Tom Lea Combat Warrior Art exhibit opens at Old Bakery and Emporium

The Old Bakery and Emporium, along with Austin Veteran Arts Festival, kicked off the Tom Lea Combat Warrior Art exhibit.

The exhibition highlights twelve giclée prints of Tom Lea’s works and photographs from the Tom Lea Institute in El Paso, Texas. The Tom Lea Combat Warrior Art exhibit focuses on Tom Lea’s "Life Magazine" WWII series. The exhibition also includes U.S. combat veteran and Director & Founder of AVAFest, Glenn Towery.

It also features work from combat veterans Peter Buotte, Lorenzo Quinonez, Kurt Ritterpusch, Franklin Mendez, Raphael Melis, Ben Freeman, and Patrick Redbird.

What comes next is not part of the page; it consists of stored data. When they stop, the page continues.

PR #1582, opened 2025-05-01
Update node context to look for try adornment and fallback to erroroutputid

NgoHarrison:


ee/codegen/src/context/node-context/base.ts
```diff
@@ -217,4 +218,20 @@ export abstract class BaseNodeContext<T extends WorkflowDataNode> {
...
+    });
+
+    const tryNode = tryNodes?.at(-1);
+
+    let fallbackErrorOutputId: string | undefined = undefined;
+    if (hasErrorOutput(this.nodeData)) {
+      fallbackErrorOutputId = this.nodeData.data.errorOutputId;
+    }
+
+    return tryNode ? tryNode.id : fallbackErrorOutputId;
```
dvargasfuertes, line 235: [nit] Looks like we could early return `tryNode` at around L229 instead of doing the second half if it's truthy

dvargas92495 (approved):

dvargas92495:
Merging through to include in 0.14.51

PR #1584, opened 2025-05-01
Add experimental path

vincent0426:


NgoHarrison (approved):

ee/codegen/src/context/node-context/base.ts
```diff
@@ -59,6 +59,12 @@ export abstract class BaseNodeContext<T extends WorkflowDataNode> {
           .startsWith(VELLUM_WORKFLOW_NODES_MODULE_PATH.join("."))
       ) {
         this.baseNodeClassModulePath = args.nodeData.base.module;
+      } else if (
+        args.nodeData.base &&
+        args.nodeData.base.name === "ToolCallingNode"
```
dvargasfuertes, line 64: [blocking] we actually don't want any special casing of node in the generic code generator going forward. The check in lines 57-59 are actually to protect against base node. I'll do a quick rev here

The opening event featured speakers and performances from the Traditional American Indian Veterans Association and Central Texas Philharmonic.

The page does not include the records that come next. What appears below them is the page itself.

PR #1586, opened 2025-05-02
Exclude core, displayable, experimental in codemerge

vincent0426:


ee/codegen/src/generators/nodes/generic-node.ts
```diff
@@ -102,7 +102,10 @@ export class GenericNode extends BaseSingleFileNode<
 
     const relativePath = `nodes/${fileName}`;
 
-    this.workflowContext.addPythonCodeMergeableNodeFile(relativePath);
+    // Dont add tool calling nodes to mergeable node files
+    if (this.nodeData.base.name !== "ToolCallingNode") {
+      this.workflowContext.addPythonCodeMergeableNodeFile(relativePath);
+    }
```
dvargasfuertes: [blocking] Similar to my feedback in [this PR](https://github.com/vellum-ai/vellum-python-sdks/pull/1590), we should avoid special casing by node names going forward. We should try to consider only base node's module path's, and only exclude from code merge if it's the `vellum.workflows.nodes.[displayable|core|experimental]` module's

dvargas92495 (approved):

FOX 7 Austin anchor Mike Warren was the moderator.

Glenn Towery served in the Vietnam War.

"When I first came out of the military, life was very difficult for me. I didn't know that I was sick, because in 1972 when I got out, PTSD didn't exist," he said.

He was diagnosed about ten years later.

"When I first discovered, I was like, 'wow, I'm sick?' I'm glad to know that because I thought I was crazy," he said with a laugh.

It's something Bruce Hodge, who served in the Army, also went through.

"I was in dark places, and I've lost friends and relationships as a result of the conduct that I displayed as PTSD," he said. "Once I was diagnosed with that, that put a lot of the puzzle together as to why I was that way because everyone just thought I was some kind of knucklehead or whatever.... I do struggle sometimes, some days I win, and sometimes I really lose, but you have to get up and say there's hope and there's people and there's help that I can seek in order to help me with my condition."

He says he can relate to the exhibit.

"I really feel like to me personally, it's kind of a connection, because a person with PTSD, if there's something with this much meaning and purpose, I just really felt like I wanted to be a part of it," he said.

Patrick Redbird, who served in the Oklahoma National Guard, is one of the featured artists.

"Mainly mine is about the spirit and the history of our culture and people. I do a lot of waterbirds, I do some other things that are dealing with drops, prayers, and what the symbolism means within all of our artwork," he said.

"Art is a non-pharmaceutical way of healing," Towery said. "If a combat veteran can do art to make themselves feel better, practice art for healing, anyone can, any veteran."